Source data >>
PR #2762, opened 2025-03-11
[light-client] add Schnorr keys to the HotShot realm

### LINKED ISSUE #2685: [Light Client] bundle epoch QC with Schnorr signatures
Related to #2581 

See discussions here: https://espresso.zulipchat.com/#narrow/channel/462904-eng-proof-of-stake/topic/prover.20service.20stake.20table.20update

We need to update the epoch transition logic as well:

Schnorr signatures will be included in the epoch QC as well to utilize the persistent storage. In this case, we can easily recover from failed prover-service/relay server during the epoch transition.

mrain:
Pre requisite for  #2685 

### This PR:

- Add schnorr keys to the hotshot realm.
- Add light client state update vote, certificate and vote_accumulator

### This PR does not:

- No vote logic has been added yet.


sequencer/src/persistence/sql.rs
```diff
@@ -1805,6 +1806,44 @@ impl SequencerPersistence for Persistence {
...
+        .await?;
+        tx.commit().await
+    }
+
+    async fn load_state_cert(&self) -> anyhow::Result<LightClientStateUpdateCertificate<SeqTypes>> {
+        match self
+            .db
+            .read()
+            .await?
+            .fetch_one("SELECT state_cert, MAX(epoch) from state_cert GROUP BY epoch")
```
imabdulbasit, line 1832: I don't think this would work because state_cert can not be grouped. 
I think what you want is last state_cert
so can do smth like
`SELECT state_cert from state_cert ORDER BY epoch DESC LIMIT 1`

sequencer/src/persistence/sql.rs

What is needed >>
Set down each line exactly as it appears, starting at the top of the data and ending at the line containing "- Add schnorr keys to the hotshot realm.", and include no other lines.

Task answer >>
PR #2762, opened 2025-03-11
[light-client] add Schnorr keys to the HotShot realm

### LINKED ISSUE #2685: [Light Client] bundle epoch QC with Schnorr signatures
Related to #2581 

See discussions here: https://espresso.zulipchat.com/#narrow/channel/462904-eng-proof-of-stake/topic/prover.20service.20stake.20table.20update

We need to update the epoch transition logic as well:

Schnorr signatures will be included in the epoch QC as well to utilize the persistent storage. In this case, we can easily recover from failed prover-service/relay server during the epoch transition.

mrain:
Pre requisite for  #2685 

### This PR:

- Add schnorr keys to the hotshot realm.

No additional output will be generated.